Darío Scotto

Personal information
- Full name: Darío Oscar Scotto
- Date of birth: September 1, 1969 (age 56)
- Place of birth: Buenos Aires, Argentina
- Height: 1.75 m (5 ft 9 in)
- Position: Striker

Youth career
- Deportivo Español
- Platense

Senior career*
- Years: Team / Apps / (Gls)
- 1987–1992: Platense / 120 / (26)
- 1992–1993: Sporting Gijón / 19 / (3)
- 1993–1994: Necaxa / 22 / (0)
- 1994–1995: Rosario Central / 33 / (15)
- 1995–1996: Boca Juniors / 26 / (7)
- 1996–1997: Rosario Central / 11 / (2)
- 1997: Gimnasia y Tiro / 14 / (4)
- 1998: Argentinos Juniors / 18 / (7)
- 1998–1999: Rosario Central / 20 / (5)
- 1999–2000: Argentinos Juniors / 5 / (0)
- 2000: Cerro Porteño / 1 / (0)
- 2001: Santiago Wanderers / 8 / (3)
- 2003: Aurora / 4 / (0)
- Total:  / 301 / (72)

International career
- 1989: Argentina U20 / 4 / (0)
- 1992: Argentina / 1 / (0)

= Darío Scotto =

Argentine footballer

Darío Oscar Scotto (born September 1, 1969, in Buenos Aires) is a former Argentine footballer. He played club football in Argentina Spain, Mexico, Paraguay, Chile and Bolivia and played for the Argentina national football team.

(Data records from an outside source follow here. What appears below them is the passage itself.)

PR #534, opened 2023-06-26
add CONTRIBUTORS file

ekoby:


dovholuknf (approved):

CONTRIBUTORS
```diff
@@ -0,0 +1,2 @@
+# Authors ordered by first contribution
```
smilindave26, line 1: How does this compare/keep-up-to-date with https://github.com/openziti/ziti-sdk-c/graphs/contributors?

ekoby: I don't think it is not related to that at all. 
We would just ask them to add themselves to the file on their first PR, they can opt out if they don't feel like it

PR #540, opened 2023-07-21
put outbound close messages on the write queue

### LINKED ISSUE #539: ziti_close causes queued write requests to be dropped
`ziti_close` immediately sends a `ContentTypeStateClosed` message, bypassing the connection's write queue. Any messages that are on the queue when `ziti_close` is called will not be delivered.

scareything:
fixes #539

### DIFF
--- a/library/connect.c
+++ b/library/connect.c
@@ -573,6 +573,12 @@ static void ziti_write_req(struct ziti_write_req_s *req) {
         conn->write_reqs--;
         free(req);
         return;
+    } else if (req->close) {
+        // conn->state will be set on_disconnect callback
+        message *m = create_message(conn, ContentTypeStateClosed, 0);
+        send_message(conn, m, req);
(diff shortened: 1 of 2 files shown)


library/connect.c
```diff
@@ -615,12 +621,11 @@ static void ziti_disconnect_async(struct ziti_conn *conn) {
         case Connected:
         case CloseWrite:
         case Timedout: {
-            message *m = create_message(conn, ContentTypeStateClosed, 0);
             NEWP(wr, struct ziti_write_req_s);
             wr->conn = conn;
             wr->cb = on_disconnect;
```
ekoby, line 626: shouldn't `wr->close` be set here?

scareything: thanks. I swear it was being set at one point.

ekoby (approved):

PR #8, opened 2017-10-31
Use Lambda for JavaFxPlayer

Xerus2000:


sghpjuikit:
Are you sure you can compile the code?

I think this change makes the code not compile. The lambda can not be used instead of anonymous class if the code needs a this reference inside, which is the case here (in order to uninstall the listener after first run).

Interestingly, in Kotlin, a type safe builder method could be used to create a lambda that can refer to itself, thus allowing lambda syntax on the declaring site.

Xerus2000:
Ah okay. As you probably know, I can't compile anything at the moment, it was just an idea.

sghpjuikit:
Once you make the project work, do check it out yourself. The self reference inside the listener will stop working.

As I said, it would be interesting to make a listener factory that takes lambda that can refer to the listener itself using kotlin builder functions. The idea would be to have a one-time listener factory and the like without anonymous classes.

Issue #3, opened 2017-10-30
Get dependencies via Gradle


Xerus2000:
Put all the dependencies into a gradle buildscript or fetch them somehow else from maven.

sghpjuikit:
I recognize that this adds unnecessary overhead in setting up the project. I'll try to find spare time to figure this out. 

I'm thinking about maven or gradle (using Kotlin DLS).

sghpjuikit:
I decided to delay fixing this until I figure out how to better incorporate widget development into the project. The widgets can now be written in Kotlin too. Plugins will be handled similarly. The key problem is that each widget/plugin should be a standalone project or module, which seems like a significant overhead for me.

Morover, many of the dependencies were removed and setting them up is a matter of few clicks now. All jars are in the working dir/lib directory (where they need to be during runtime), which simplifies deployment. The same is true for vlc, jre and kotlin compiler.

Xerus2000:
Okay as we have assessed, it won't be possible to fetch all libraries from remote yet, since snapshots with bugfixes are usually not published to the repository. In particular these will include
- extfx (see #19)
- all of twelvemonkeys image libraries, until he officially releases 3.4
- jaudiotagger (2.2.6), for which I don't know when it will ever receive a new official version. It seems pretty stale right now.

Xerus2000:
I would really like to use kotlin-dsl, but it seems to be bugged right now in Intellij, so that it provides no helpful syntax-highlighting for it...

sghpjuikit:
Jaudiotagger is being actively developed on [bitbucket](https://bitbucket.org/ijabz/jaudiotagger), but I'm confused about the releases. I'd also like to you snapshots if latest release is older than say few months at most.

Extfx could perhaps be substituted for something else.

There is also evo-inflector, which has a Kotlin equivalent.

I want to emphasize, the libs should at runtime all be in the working dir/lib folder and preferably be pulled from gradle in there (to ease deployment and speeding up running and building).

I'm all for the script, but only if it is mostly stable - if it does not cause more trouble than it is worth. In the long run though - I see it as a must have.

Xerus2000:
The script itself will be reliable, only the syntax highlighting in Idea is still somewhat bugged. 
Evo-Inflector is already pulled from Maven by gradle, no issues there

For the packaging I'll have to do some work and research, but when I'm finished it should literally be a single command

Xerus2000:
in the works in #39

sghpjuikit:
[...]

PR #16, opened 2018-01-22
Use gradle and update Try

Xerus2000:
- Use gradle (see #3 )
- Update Try Monad to only use one type argument


Xerus2000:
Closed to split it up into #30 and the gradle branch

PR #30, opened 2018-01-24
Reduce type parameters of Try Monad to one

Xerus2000:
The methods themselves should not be responsible for logging, that should be handled as high-up as possible.

To accomplish that, Try will now contain full Error information, while it previously only carried a Message or an Exception. This way, the receiver of the Try instance can decide how to proceed, that externalises the logging. Try now also has a default log method to log its state to the corresponding levels.

Further, the method "dev.Util.log" was refactored to "dev.Util.logger" because its name did not clearly display its intent


sghpjuikit:
Due to disagreements of how a Try should inherently work and no prior discussion about the changes, I can not accept this request. I do however accept some of the changes, which I manually pick from this branch in some of the recent commits.

**The problem this merge attempts to solve can be easily solved by type aliases!** Although the scope, nature and amount of aliasing should be carefully considered. I believe global type aliasing is almost always a bad idea.

Accepted changes:

- log() renamed to logger() better expresses the intent. I am however removing the Any.logger() due to potential danger and confusion about how it should operate. Provided instead is Class<*>.logger(), which covers about every use case across the project.

Rejected changes:

- Try error removed as generic parameter. This reduces Try's versatility and usefulness and brings up issues, by inherently tying Try with some underlying exception.

- Try.ifOk/ifError renamed to handleOk/handleError. The new names would imply a finality/terminality of sort (like Stream.forEach()), which goes against the design of being able to use them repeatedly: ifOk { }.ifOk { }.idOk { }.ifError {}.ifError {} and imply that only one branch (ok or error) can be handled. They also invite the idea of observability and Handlers/Listeners, which is married to Callbacks, which both Try implementation and use should stay clear away from.

- Try.error() and Try.errorOf() can not have the same name, because it obscures the fact they behave differently

- Try.get() must not be used and must stay deprecated, ideally be removed. get() is a horrible method with name that invites developer to use the method conveniently, while falling into the trap (ignoring error branch and inevitably getting RuntimeExceptions thrown in his face). Optional.get() suffers this same problem and should be deprecated. get() should not exist, because the API must force developer to always handle (and be aware of) the branch (Try.ok/error Optional.empty/full) he is in! I will push an Idea xml to deprecate Optional.get() and other unsafe methods within the project.

- LOGGER.isLvlEnabled() is mostly meaningless in sl4j, while the use of it here was well intended, the performance impact is virtually none. After WidgetManager is ported to Kotlin (which has lazy loggers), this will not be necessary anyway.

- logging widget compilation command on TRACE. This is fairly useful and I would regret having to use TRACE just to see it. It is also possible to not wrap lines in console, which removes the problem (at a certain cost however). Widgets only compile very rarely, which makes this a non issue anyway.

 - exceptions must always be logged within the invoked method, not using Try, after returning (there can still be domain logging inside Try). This contradicts returning Try as a business logic and introduces potential bugs. Try is not semantically equivalent to try {} catch {} as it is more higher level construct representing potential failure in a domain lvl of abstraction. Exceptions should still be logged when they are caught, unless they are improperly used by an API (e.g. validating user input).

Xerus2000:
1. It can't be easily solved by type aliases, since my idea was a unification of all current usages including less responsibility at lower levels and implementing DRY, since I saw a pattern of logging the exception and then creating a Try with virtually the same content.

2. If you don't want Try to carry the exception, I would suggest making a method solely dedicated for logging, like the `Try.log()` I created. This eases changes to how logging should be performed and at least delegates responsibility.

3. I don't understand why you wouldn't use TRACE. The user shouldn't be bombared with lines when viewing the INFO log, but instead only see some basic information on state and issues. StackTRACEs and compiler arguments should be at TRACE level in my opinion.

Thanks for elaborately addressing my ideas, I always appreciate hearing your thoughts.

sghpjuikit:
1 Logging the exception and returning it in the Try is a valid use. In fact not logging it and returning it in Try in hopes the caller will do so is not. The exception should be logged and its the responsibility of the invoked method to do so. If the error result in Try is the exception or its message (because nothing else could be provided) then so be it, but at the point they are in Try, returned, they stop being low lvl and gain application lvl semantics - it's up to the business logic to use the error information to do anything. Logging them again even may have use - we are logging an application logic failure, e.g. inability to display an image, rather than informing user that missing EOF prevented the file to be read successfully. The former is for the user, the latter for the developer (in log).

2 Try.log may make sense, but I'm afraid it could make non standard ideas convenient and overused, just like the get() method on Optional. Normally, you do not want to log anymore, but notify the user. As for whether and why majority of the uses of Try do log the resulting error is something that I will definitely investigate. As I said - the Try class and its API/use has been evolving so inconsistent use is to be expected (and corrected).

3 Widgets compile very rarely (only when they are being developed) and user is not going to see or study log output. Are you inconvenienced in any way with this? Are you cleaning widget compilation output for some reason on every run/build? Also, I would argue compiler arguments are in this case a standard application behavior, hence suited for INFO. If there is a real problem, we could settle for DEBUG or make this configurable, but I need a reason.

PR #39, opened 2018-01-26
Gradle

Xerus2000:


README.md
```diff
@@ -317,62 +317,39 @@ Tips:
...
+
+Use 'block current thread only' for breakpoints. Due to mouse polling (using a native library), blocking all threads (like on a breakpoint) can cause freezes.
 
 ### Coding style
 
 - Overall
   The project contains shared code style [code-style.xml](code-style.xml) with definitions that allow beneficial use of auto formatting. This decreases the amount of changes, mitigates the chance of mundane conflicts and standardizes the code base. 
   - Kotlin: follow [official style giude](https://kotlinlang.org/docs/reference/coding-conventions.html)
-  - Java: I encourage using Kotlin instead
+  - Java: It is encouraged to write any new code on Kotlin
```
sghpjuikit: Nice

sghpjuikit: Nice

README.md
```diff
@@ -317,62 +317,39 @@ Tips:
...
 - Language
-  - Java jdk-9.0.0 or higher
-  - and Kotlin (latest version) are both required.
+  - Java jdk-9
+  - Kotlin (latest version)
 - IDE: due to use of Kotlin, Intellij Idea is strongly recommended, although not required
-- dependencies
-  - Java/Kotlin: all jars are included in /working dir/lib
-  - VLC: installation must be placed in working dir/vlc directory. Obtain latest [here](https://www.videolan.org/vlc/). Without this step, audio playback will not be possible.
-  - Kotlin compiler: kotlinc must be placed in working dir/kotlinc directory. Obtain latest [here](https://github.com/JetBrains/kotlin/releases). Without this step, compiling widgets written in Kotlin will not be possible.
```
sghpjuikit: Some of these are still important information, I will add new section and include it.

build.gradle.kts
```diff
@@ -0,0 +1,210 @@
...
+    "run" {
+        group = main
+    }
+
+    val cleanup by creating {
+        group = main
+        description = "Cleans the working dir - currently only deletes logs"
+        doFirst {
+            println("Cleaning up...")
+            file("working dir/log").listFiles { file -> arrayOf("log", "zip").contains(file.extension) }.forEach { it.delete() }
```
sghpjuikit: Logs should be in gitignore and not require this step.

src/sp/it/pl/main/App.kt
```diff
@@ -462,7 +462,7 @@ class App: Application(), Configurable<Any> {
 
     /** @return images of the icon of the application in all possible sizes */
     fun getIcons(): List<Image> = seqOf(16, 24, 32, 48, 128, 256, 512)
-            .map { File("icon$it.png").toURI().toString() }
+            .map { File("resources/icons/icon$it.png").toURI().toString() }
```
sghpjuikit: I though it is a good idea to provide icons next to the exe/jar/launcher due to conventions. Thoughts on this?

src/sp/it/pl/util/action/Action.java
```diff
@@ -637,7 +637,7 @@ public static void installActions(Object... os) {
 
 	public static void loadCommandActions() {
 		// discover all command actions defined in file
-		File file = new File(APP.DIR_USERDATA, "command-actions.cfg");
```
sghpjuikit: This is not correct, because the file is not well-formed xml due to allowing variable declarations. It is possible to use xml comments for that purpose, but currently it works differently, using # character, which is simpler to parse and more importantly write/read by a human.

CoreSerializerXml either needs to be adjusted for xml comments (which would push additional complexity to user) or the file can not be an xml. I prefer the latter of course.

build.gradle.kts
Xerus2000: it's not about git, but for local cleanup. Keep in mind I am still working on the tasks, but that won't influence or break anything. I thought it maybe neccessary for a release task, which is definitely to come

src/sp/it/pl/main/App.kt
Xerus2000: resources is a pretty self-explanatory folder, and I've often observed something like this or "assets" containing stuff like this. I personally belive that the top directory should be as clean as possible, the icons are still easily accessible

working dir/widgets/build.gradle.kts
```diff
@@ -0,0 +1,25 @@
+
+//buildDir = rootDir.resolve("build").resolve("widgets")
```
sghpjuikit: I think the idea of separate build is misguided here. Plus the widget directory may change or split into multiple.

src/sp/it/pl/util/action/Action.java
Xerus2000: but I even found an Xml parser call in your code? And it improves highlighting. That Xml format isn'T really convenient for the user as well, if it's about that, then you should probably prefer json

working dir/widgets/build.gradle.kts
Xerus2000: it isn't a separate build, but a separate module of the project. I will definitely work on separating the widgets in the future, but for now it's important to get stuff working as wel as before

README.md
Xerus2000: These now moved to the "Preparations" section

build.gradle.kts
```diff
@@ -0,0 +1,210 @@
...
+        }
+    }
+
+    val copyLibs by creating(Copy::class) {
+        group = main
+        description = "Copies all libraries into the working dir for deployment"
```
sghpjuikit: Whjy are the local libs moved to extra/lib and then copied if they can be in their targed directory from the beginning? THis only makes the build slower and more complex. Makes no sense to me.

build.gradle.kts
```diff
@@ -0,0 +1,210 @@
...
+        }
+    }
+
+    "compileKotlin" {
+        doFirst {
+            println("Kotlin version: $kotlinVersion")
+        }
+    }
+
+    "build" {
```
sghpjuikit: I think the resulting jar should be generated to working directory and launched from there. Even when developing. This would simplify things.

build.gradle.kts
Xerus2000: 1. extra/libs is going to be removed in the future, once updates are available
2. only the binaries should be included in the build, not sources and javadoc

build.gradle.kts
Xerus2000: Doesn't the run task suffice for now? But yeah I could easily do that

src/sp/it/pl/main/App.kt
sghpjuikit: I understand, but are you sure there are not conventions about where the application icon has to be and that sometimes it is expected to sit next to the exe/launcher for it to work properly? Thats the meaning here.

src/sp/it/pl/util/action/Action.java
sghpjuikit: Yes, but xml it is for now, unless someone recodes it. I dont believe you have the actual file because the user directory is in gitignore, but this would break my scrips actually.

working dir/widgets/build.gradle.kts
sghpjuikit: Ok.

src/sp/it/pl/main/App.kt
Xerus2000: No, I nearly never see that to be honest. Most often it is solely packaged _within_ the exe, or hidden somewhere.

build.gradle.kts
sghpjuikit: For the application to run it needs those libs in the working directory though. I'd like for the development/build dir structure to be as close to the deployment dir structure as possible. So that minimal effort on the part of user as well as gradle be necessary - less things to go wrong, less need to understand what the build does, less things to explain about the build.

1 What do you mean by updates?
2 Normally I would agree, but this is portable application here.

README.md
sghpjuikit: I wanted to make an "Project structure" section that would explain what it is the dev is looking at once the build succeeds.

build.gradle.kts
sghpjuikit: I see. This step would definitely be good idea for release/deployment task. Although not so much for build I think. I'll make up my mind when I work it out locally.

src/sp/it/pl/main/App.kt
sghpjuikit: Ok.

build.gradle.kts
sghpjuikit: The idea is for the deployment step to not require any work (like copying the app jar). The reason is simple: I want to make the developer be able to bypass the gradle as much as possible if he wants to - the less he is required to know the better.

build.gradle.kts
Xerus2000: 1. with updates I meant new versions of the libraries that are not yet pulled from remote
2. Why would it need sources and javadoc if its portable? Being a portable application it should all the more be as small as possible, and sources would definitely bloat it

I just realised that I made a little mistake, fixed it with commit 9be21db0df8d138c64d442bacb40e95173469dbd

src/sp/it/pl/util/action/Action.java
sghpjuikit: I think the scripts in the file will no longer work.

Xerus2000: But your player shouldn't care about the extension, it processes the file the same no matter how its named?

sghpjuikit: .xml means the file is xml but it clearly isn't. This is wrong.

build.gradle.kts
sghpjuikit: 2 All dependent libs must be on classpath for the app to run, in our case in the working_dir/lib directory. The sources/javadoc do not have to be removed (this can be done in the cleanup stage of the deploy task), but I do not want. Id like the app to always run from the working_dir even in development, using the same structure as if it was deployed, with the added benefit of deployment only requiring to copy the whole working directory somewhere else and with a clean up.

Xerus2000: It does run from working dir even while developing. The libs aren't deleted after running, so after running it once, it will be runnable always. The important thing here is that it also copies the libs from all other dependencies which aren't explicitly included in the project anymore but managed by gradle.

build.gradle.kts
Xerus2000: Yes there will be a release task soon, but I can't do everything at once ;)
first we gotta clear up the whole question of vlc

build.gradle.kts
Xerus2000: it's not in the build. It's just a task that's there and can be invoked by `./gradlew cleanup`

sghpjuikit:
I have an issue - widget's source files do not appear to be considered project source files in Idea, preventing inspections to show up.

Xerus2000:
Should be fixed by 82e0599

sghpjuikit:
I continue having issues. The settings.gradle can not be executed successfully, complaining that project name can not be set as it is read-only. Adding an extension .kts to the file reveals additional compilation issues.

'A problem occurred evaluating root project 'player'.
> Cannot set the value of read-only property 'name' for root project 'player' of type org.gradle.api.Project."

I also can not run/compile widgets.gradle.kts.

Scotto started his professional career with Platense in 1987. He became a consistent goalscorer, tying Diego Latorre as the topscorer of the 1992 Clausura. this achievement won him a call up to the Argentina national team and a move to Spanish side Sporting de Gijón.

In 1993 Scotto was signed by Mexican club Necaxa but he soon returned to Argentina where he signed for Rosario Central. In 1995, he joined Boca Juniors where he played alongside Diego Maradona. After a good season in the Apertura 1995 where he scored 7 goals, he struggled to maintain his form and returned to Rosario Central in 1996.

In 1997, he endured a desperate season with Gimnasia y Tiro before joining Argentinos Juniors in 1998.

In the latter part of his career he played for Cerro Porteño in Paraguay, Santiago Wanderers in Chile and Aurora in Bolivia. He retired in 2003.